В роли няньки Марины в «Дяде Ване» — заслуженная артистка России Галина Коновалова. Старейшина вахтанговцев, которая служит в театре с 1938 года, она и сегодня, в свои 90 с «хвостиком», на острие театральной жизни: играет в трех спектаклях, написала книгу мемуаров «Это было недавно, это было давно» и уже сорок лет работает заведующей труппой Театра Вахтангова. Не подойти к Галине Львовны с величайшими комплиментами я просто не могла. — Галина Львовна, в Театре Вахтангова вы уже 72 года.

Чем объясняете такую преданность именно этой сцене?

— Я пришла сюда в семнадцать лет, сейчас, как вы успели заметить, мне уже давно девятнадцать. У нас театр необыкновенный, отсюда уходят только вперед ногами. Так что даже если бы меня приглашали куда-то — никто из Театра Вахтангова самостоятельно не уходит. Только если, не дай Бог, выгоняют… Это удивительный театр, с удивительной биографией. Театр имени Вахтангова родился из студии, ученики которой не только пронесли огромную любовь к театру, преданность ему через всю свою жизнь, а и сумели передать эти чувства нам. Возможно, уже следующему поколению мы это не передали, но это из-за того, что в стране такой раздор. Нынешние «вахтанговцы», конечно, совсем другие, но они и не могут быть такими, которыми были мы. Другое время, другая страна, другие взаимоотношения. .. Наша молодежь сейчас много снимается, зарабатывает. Нам негде было зарабатывать — тогда выходило по две картины в три года.

— Вы работали с актерами, перед которыми преклонялись: Щукин, Целиковская, Пашкова, Борисова, Ульянов…

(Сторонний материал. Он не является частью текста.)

PR #8838, opened 2022-06-10
feat: refactor: actor bundling system

### LINKED ISSUE #8701: Embed the bundles during make
So that we dont depend on loading bundles on runtime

— Хотя они ничего для этого не делали. Это были именно те случаи, когда своим примером люди могли поднять на что угодно. Хотя театр пережил много: были и скандалы, и неудачи, и спектакли снимали, во время войны он был разбомблен, была эвакуация. .. Во время эвакуации в Омске, где мы прожили два с половиной годы, был такой подъем театра! Несмотря на страшный голод, когда желание поесть вытесняло все другие желания. .. Даже в таких условиях вырастали таланты, рождались прекрасные спектакли, театр получал Сталинские премии. .. И жизнь так прошла как-то незаметно, мне даже временами кажется, что все впереди, хотя это, конечно, звучит наивно. Так что это не просто преданность театру. Это настолько мое, что о театре я могу говорить как о самой себе или собственных детях. Есть такое расхожее выражение: «Театр — это храм». Нет, для меня театр — это жизнь.

— Неужели все всегда в ваших взаимоотношениях с театром было так приподнято и без проблем?

— Конечно, нет. И пощечин много получала, и роли не те, о которых мечтала… Но в театре я всегда находила такой кусочек жизни, который меня абсолютно удовлетворял.

— А первую роль свою помните?

— Конечно. Я вообще все помню. Я училась в школе при театре Вахтангова, где было очень мало общеобразовательных предметов, но мы росли в театре, и это было намного важнее. Но что называть первой ролью? Первой ролью у меня была Санька в «Интервенции», меня вводили в этот спектакль. А первый момент моего появления на сцене Театра Вахтангова — когда заняли в массовке. Это были «Аристократы» Погодина, где в полной темноте урки, которых мы играли, проходят за баландой с одной кулисы в другую. Но я считала, что это роль и даже позвала на премьеру свою маму. И когда мама меня не похвалила — а хвалить не было за что — я очень обиделась. Тогда нас было мало, сейчас — большая труппа. Много народа и мало ролей. Не всегда у нас такие безоблачные отношения…  — С кем из режиссеров у вас сложились лучшие отношения?  — Знаете, так вышло, что почти со всеми — я работала с Симоновым, Ремизовой, Захавой… Так сложилось… Потому что когда я стала очень взрослой, то в театре начали практиковать приглашенных режиссеров. Когда пришел Мирзоев и в «Сирано де Бержераке» ему понадобилась Дуэнья, которая, несмотря на возраст, должна быть такой прыткой, юркой, он позвал меня. Я была удивлена, потому что это режиссер не нашей школы, совсем другого направления, но мы так с ним сблизились… Позже, когда Мирзоев ставил «Короля Лира», то он решил следующее: роль старика должна была сыграть женщина, и пригласил меня. Римас Туминас также режиссер другого направления, но и его язык я поняла очень хорошо.